About this exercise = Would you print out every entry exactly as given?

[Stored data entries]
Issue #5599, opened 2025-07-09
Search Wizard: Include Subplots


dwaring87:
Currently plots, plants, and tissue samples are supported (starting with the 2nd column) but subplots are not

Issue #5520, opened 2025-05-29
Wizard: loading selection from list  for tissue samples type is not working


isaak:
-- error message: 'List is not of an appropriate type.' This happens even after validating the list.  (From a meeting with Prasad)

PR #5647, opened 2025-07-30
adding subplot to wizard

chris263:
- Addin subplots to wizard
- Accept lists with tissue samples in wizard

Fixes: #5520
Fixes: #5599

### DIFF
--- a/db/00196/AddSubplotToMaterializedview.pm
+++ b/db/00196/AddSubplotToMaterializedview.pm
@@ -1,0 +1,1630 @@
+#!/usr/bin/env perl
+
+
+=head1 NAME
+
+AddSubplotToMaterializedview.pm
+
+
+=head1 SYNOPSIS
+
+mx-run AddSubplotToMaterializedview [options] -H hostname -D dbname -u username [-F]
+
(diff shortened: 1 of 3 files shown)


lukasmueller:
putting a list of type tissue_samples still seems to return that error, list type not supported

chris263:
1. I found an additional issue, which has now been fixed: the Trial Details page was creating the tissue samples list under the wrong type.
2. A typo (`tissue_sample` vs. `tissue_samples`) was causing the problem in the search wizard.
3. It is now possible to load a list with the `tissue_samples` type.

lukasmueller:
I created a subplot and a list of type subplots. When feeding the subplot list, I get again the error : "List is not of an appropriate type." For lists of type tissue_sample, this error no longer appears :-)

chris263:
@lukasmueller subplots lists are validated now!

chris263:
I've moved the db folder to 00198 to avoid any problems with new db patches.
Fixed subplot search.
Screenshot from 2025-09-15 10-11-46

alockrow:
I'm not getting that error anymore!

PR #5742, opened 2025-10-07
Compare lists

### LINKED ISSUE #5656: annoying things about lists
observed on CASSbase.

There are a few things about lists that annoy me. It's not super urgent, but maybe I'm not alone with my thoughts:
I sorted them by importance. 

- all items: if I want to add all items of a search result, it will only add the ones on the actual page! For example, if I search for an accession and get two pages of results, it will only add the open page to the list. It might be better to always have "all" search results shown and manually reduce the number to 10/50/100 if needed.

Answer to this task =
Issue #5599, opened 2025-07-09
Search Wizard: Include Subplots


dwaring87:
Currently plots, plants, and tissue samples are supported (starting with the 2nd column) but subplots are not

Issue #5520, opened 2025-05-29
Wizard: loading selection from list  for tissue samples type is not working


isaak:
-- error message: 'List is not of an appropriate type.' This happens even after validating the list.  (From a meeting with Prasad)

PR #5647, opened 2025-07-30
adding subplot to wizard

chris263:
- Addin subplots to wizard
- Accept lists with tissue samples in wizard

Fixes: #5520
Fixes: #5599

### DIFF
--- a/db/00196/AddSubplotToMaterializedview.pm
+++ b/db/00196/AddSubplotToMaterializedview.pm
@@ -1,0 +1,1630 @@
+#!/usr/bin/env perl
+
+
+=head1 NAME
+
+AddSubplotToMaterializedview.pm
+
+
+=head1 SYNOPSIS
+
+mx-run AddSubplotToMaterializedview [options] -H hostname -D dbname -u username [-F]
+
(diff shortened: 1 of 3 files shown)


lukasmueller:
putting a list of type tissue_samples still seems to return that error, list type not supported

chris263:
1. I found an additional issue, which has now been fixed: the Trial Details page was creating the tissue samples list under the wrong type.
2. A typo (`tissue_sample` vs. `tissue_samples`) was causing the problem in the search wizard.
3. It is now possible to load a list with the `tissue_samples` type.

lukasmueller:
I created a subplot and a list of type subplots. When feeding the subplot list, I get again the error : "List is not of an appropriate type." For lists of type tissue_sample, this error no longer appears :-)

chris263:
@lukasmueller subplots lists are validated now!

chris263:
I've moved the db folder to 00198 to avoid any problems with new db patches.
Fixed subplot search.
Screenshot from 2025-09-15 10-11-46

alockrow:
I'm not getting that error anymore!

PR #5742, opened 2025-10-07
Compare lists

### LINKED ISSUE #5656: annoying things about lists
observed on CASSbase.

There are a few things about lists that annoy me. It's not super urgent, but maybe I'm not alone with my thoughts:
I sorted them by importance. 

- all items: if I want to add all items of a search result, it will only add the ones on the actual page! For example, if I search for an accession and get two pages of results, it will only add the open page to the list. It might be better to always have "all" search results shown and manually reduce the number to 10/50/100 if needed.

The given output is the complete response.